• [Description of the task]: Below are the records. Retype exactly the lines between the lines holding "PR #1978, opened 2022-06-07" and "I want to be", inclusive.

(Data excerpts)
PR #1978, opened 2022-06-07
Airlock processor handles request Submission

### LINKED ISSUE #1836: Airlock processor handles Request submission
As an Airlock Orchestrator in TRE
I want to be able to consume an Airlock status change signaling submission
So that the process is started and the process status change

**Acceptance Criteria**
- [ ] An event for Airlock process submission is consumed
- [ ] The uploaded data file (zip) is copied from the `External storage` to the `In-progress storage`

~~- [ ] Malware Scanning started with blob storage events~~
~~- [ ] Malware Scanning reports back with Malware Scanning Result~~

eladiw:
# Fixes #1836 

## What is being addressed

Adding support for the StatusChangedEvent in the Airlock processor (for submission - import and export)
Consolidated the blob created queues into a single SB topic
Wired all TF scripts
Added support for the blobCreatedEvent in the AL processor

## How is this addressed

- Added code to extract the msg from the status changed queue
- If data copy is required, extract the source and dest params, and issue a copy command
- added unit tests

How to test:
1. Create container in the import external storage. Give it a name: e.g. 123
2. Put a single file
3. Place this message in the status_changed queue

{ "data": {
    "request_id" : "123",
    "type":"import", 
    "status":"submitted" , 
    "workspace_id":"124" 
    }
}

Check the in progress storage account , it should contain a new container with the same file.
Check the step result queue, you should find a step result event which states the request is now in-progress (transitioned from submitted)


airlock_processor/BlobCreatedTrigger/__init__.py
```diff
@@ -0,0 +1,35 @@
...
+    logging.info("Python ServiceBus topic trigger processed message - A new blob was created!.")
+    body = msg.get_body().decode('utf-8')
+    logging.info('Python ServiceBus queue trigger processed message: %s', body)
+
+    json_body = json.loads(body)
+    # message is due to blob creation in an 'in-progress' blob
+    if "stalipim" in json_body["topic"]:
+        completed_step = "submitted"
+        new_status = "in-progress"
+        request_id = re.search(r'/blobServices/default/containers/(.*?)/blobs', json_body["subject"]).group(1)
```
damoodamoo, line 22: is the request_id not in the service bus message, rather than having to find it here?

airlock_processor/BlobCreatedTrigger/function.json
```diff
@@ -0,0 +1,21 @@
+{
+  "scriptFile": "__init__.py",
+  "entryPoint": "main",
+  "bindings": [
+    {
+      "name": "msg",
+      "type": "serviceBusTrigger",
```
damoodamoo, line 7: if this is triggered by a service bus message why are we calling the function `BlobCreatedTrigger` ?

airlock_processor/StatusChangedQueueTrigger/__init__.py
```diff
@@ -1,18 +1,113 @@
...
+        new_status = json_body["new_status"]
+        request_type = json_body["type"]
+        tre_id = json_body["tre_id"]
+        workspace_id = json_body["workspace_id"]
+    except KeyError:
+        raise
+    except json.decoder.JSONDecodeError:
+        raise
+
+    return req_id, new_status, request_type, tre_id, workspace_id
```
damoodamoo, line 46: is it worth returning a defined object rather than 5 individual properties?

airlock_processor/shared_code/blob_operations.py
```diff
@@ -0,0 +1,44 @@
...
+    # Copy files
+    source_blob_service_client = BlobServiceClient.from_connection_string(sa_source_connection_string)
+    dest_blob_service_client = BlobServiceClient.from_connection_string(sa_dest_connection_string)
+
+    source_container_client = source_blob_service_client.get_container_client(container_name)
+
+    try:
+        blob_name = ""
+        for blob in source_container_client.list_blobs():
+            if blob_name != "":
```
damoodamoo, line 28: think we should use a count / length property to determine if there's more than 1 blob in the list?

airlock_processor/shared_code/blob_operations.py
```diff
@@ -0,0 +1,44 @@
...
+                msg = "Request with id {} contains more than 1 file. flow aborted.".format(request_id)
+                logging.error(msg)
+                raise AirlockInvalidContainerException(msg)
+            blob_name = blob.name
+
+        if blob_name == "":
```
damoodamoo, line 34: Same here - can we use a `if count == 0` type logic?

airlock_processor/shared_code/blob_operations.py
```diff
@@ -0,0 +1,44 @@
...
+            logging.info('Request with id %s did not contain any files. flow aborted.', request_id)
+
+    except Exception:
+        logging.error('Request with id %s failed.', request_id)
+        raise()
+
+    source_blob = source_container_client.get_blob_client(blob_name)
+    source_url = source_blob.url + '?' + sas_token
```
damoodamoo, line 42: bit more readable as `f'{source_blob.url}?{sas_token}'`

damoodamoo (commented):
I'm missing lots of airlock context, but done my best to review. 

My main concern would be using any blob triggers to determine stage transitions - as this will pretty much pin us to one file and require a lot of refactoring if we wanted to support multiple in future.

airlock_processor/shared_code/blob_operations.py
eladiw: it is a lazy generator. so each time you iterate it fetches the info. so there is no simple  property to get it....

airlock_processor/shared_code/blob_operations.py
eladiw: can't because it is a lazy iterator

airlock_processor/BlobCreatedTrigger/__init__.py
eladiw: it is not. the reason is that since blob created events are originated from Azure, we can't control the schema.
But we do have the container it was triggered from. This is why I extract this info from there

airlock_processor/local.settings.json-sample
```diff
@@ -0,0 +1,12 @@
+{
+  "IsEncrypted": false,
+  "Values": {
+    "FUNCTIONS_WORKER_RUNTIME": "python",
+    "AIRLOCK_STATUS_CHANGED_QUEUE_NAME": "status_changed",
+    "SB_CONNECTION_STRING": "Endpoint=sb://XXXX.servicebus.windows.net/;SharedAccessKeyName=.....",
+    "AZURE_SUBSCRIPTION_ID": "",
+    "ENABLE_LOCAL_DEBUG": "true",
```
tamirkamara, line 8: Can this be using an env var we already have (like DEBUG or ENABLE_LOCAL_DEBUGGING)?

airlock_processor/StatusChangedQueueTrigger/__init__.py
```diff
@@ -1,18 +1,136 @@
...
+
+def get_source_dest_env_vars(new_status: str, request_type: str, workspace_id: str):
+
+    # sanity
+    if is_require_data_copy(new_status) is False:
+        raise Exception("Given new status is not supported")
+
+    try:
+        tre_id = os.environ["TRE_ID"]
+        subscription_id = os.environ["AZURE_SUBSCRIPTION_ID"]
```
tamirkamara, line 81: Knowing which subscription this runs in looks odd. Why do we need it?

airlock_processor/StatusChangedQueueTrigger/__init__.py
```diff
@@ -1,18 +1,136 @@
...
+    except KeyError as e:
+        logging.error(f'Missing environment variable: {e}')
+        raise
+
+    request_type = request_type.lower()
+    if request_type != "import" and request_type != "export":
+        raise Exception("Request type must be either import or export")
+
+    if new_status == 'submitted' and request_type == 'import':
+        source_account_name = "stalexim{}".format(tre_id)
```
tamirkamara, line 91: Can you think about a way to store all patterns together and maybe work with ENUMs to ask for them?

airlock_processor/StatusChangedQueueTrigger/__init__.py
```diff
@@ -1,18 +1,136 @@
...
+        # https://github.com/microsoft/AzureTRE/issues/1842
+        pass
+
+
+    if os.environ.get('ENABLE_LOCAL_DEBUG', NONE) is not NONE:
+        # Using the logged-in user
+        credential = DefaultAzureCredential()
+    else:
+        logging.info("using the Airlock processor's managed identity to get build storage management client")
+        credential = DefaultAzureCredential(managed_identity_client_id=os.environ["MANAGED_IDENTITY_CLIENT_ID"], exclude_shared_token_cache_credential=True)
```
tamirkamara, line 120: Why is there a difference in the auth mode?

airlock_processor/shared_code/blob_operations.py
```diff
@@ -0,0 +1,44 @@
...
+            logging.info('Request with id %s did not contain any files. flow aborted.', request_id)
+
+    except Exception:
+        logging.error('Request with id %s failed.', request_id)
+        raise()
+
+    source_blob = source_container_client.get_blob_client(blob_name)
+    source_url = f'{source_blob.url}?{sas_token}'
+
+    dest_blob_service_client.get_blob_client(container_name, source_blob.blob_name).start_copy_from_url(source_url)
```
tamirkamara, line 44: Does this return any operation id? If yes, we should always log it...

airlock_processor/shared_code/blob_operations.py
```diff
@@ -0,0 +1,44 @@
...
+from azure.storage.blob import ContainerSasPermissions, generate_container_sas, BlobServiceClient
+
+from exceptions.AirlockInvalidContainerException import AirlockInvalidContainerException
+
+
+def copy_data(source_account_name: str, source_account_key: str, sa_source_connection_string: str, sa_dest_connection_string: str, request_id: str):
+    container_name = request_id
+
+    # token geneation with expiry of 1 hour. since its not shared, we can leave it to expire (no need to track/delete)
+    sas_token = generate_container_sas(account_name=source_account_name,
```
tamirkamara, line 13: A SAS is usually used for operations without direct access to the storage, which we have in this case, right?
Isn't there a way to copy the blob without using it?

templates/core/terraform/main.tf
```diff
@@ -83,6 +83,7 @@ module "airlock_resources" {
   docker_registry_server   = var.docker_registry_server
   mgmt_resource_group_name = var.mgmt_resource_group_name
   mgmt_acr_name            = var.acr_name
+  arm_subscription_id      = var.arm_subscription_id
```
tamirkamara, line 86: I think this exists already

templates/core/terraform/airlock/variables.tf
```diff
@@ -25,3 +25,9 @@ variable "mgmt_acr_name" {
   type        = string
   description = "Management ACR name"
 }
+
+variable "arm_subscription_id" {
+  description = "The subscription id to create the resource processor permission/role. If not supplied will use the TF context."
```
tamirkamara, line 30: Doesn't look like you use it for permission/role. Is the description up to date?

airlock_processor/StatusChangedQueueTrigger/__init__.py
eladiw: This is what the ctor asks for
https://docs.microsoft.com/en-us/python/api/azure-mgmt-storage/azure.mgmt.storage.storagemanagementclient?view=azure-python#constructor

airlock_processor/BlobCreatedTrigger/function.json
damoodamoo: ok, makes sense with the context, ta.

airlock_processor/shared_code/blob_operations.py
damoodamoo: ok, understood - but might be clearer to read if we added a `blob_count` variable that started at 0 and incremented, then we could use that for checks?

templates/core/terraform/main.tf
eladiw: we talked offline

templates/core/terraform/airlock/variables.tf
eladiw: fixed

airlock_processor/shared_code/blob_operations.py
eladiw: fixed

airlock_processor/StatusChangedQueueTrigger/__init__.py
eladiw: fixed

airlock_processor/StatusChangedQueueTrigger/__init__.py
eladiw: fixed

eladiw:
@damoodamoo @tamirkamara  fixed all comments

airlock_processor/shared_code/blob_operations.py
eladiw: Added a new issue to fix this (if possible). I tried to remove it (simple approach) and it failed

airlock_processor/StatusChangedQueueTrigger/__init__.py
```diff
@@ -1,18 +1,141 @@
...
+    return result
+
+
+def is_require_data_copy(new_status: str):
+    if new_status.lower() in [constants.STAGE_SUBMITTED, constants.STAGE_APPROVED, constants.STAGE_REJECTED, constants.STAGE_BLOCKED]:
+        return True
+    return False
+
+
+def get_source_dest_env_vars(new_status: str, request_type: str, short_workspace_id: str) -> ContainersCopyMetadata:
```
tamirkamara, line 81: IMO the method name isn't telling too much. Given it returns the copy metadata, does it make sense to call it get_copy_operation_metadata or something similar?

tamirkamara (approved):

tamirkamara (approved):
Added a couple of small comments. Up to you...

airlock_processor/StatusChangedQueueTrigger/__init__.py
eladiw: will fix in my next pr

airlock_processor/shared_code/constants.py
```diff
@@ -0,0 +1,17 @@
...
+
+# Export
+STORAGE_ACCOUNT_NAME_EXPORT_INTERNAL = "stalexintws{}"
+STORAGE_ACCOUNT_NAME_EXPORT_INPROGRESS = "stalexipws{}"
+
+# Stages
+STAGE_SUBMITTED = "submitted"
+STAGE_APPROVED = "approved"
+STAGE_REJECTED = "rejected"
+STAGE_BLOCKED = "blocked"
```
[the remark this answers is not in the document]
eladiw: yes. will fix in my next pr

...

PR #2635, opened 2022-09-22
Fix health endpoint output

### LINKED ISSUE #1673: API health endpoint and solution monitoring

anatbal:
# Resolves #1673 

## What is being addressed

• [Task solution]:
PR #1978, opened 2022-06-07
Airlock processor handles request Submission

### LINKED ISSUE #1836: Airlock processor handles Request submission
As an Airlock Orchestrator in TRE
I want to be able to consume an Airlock status change signaling submission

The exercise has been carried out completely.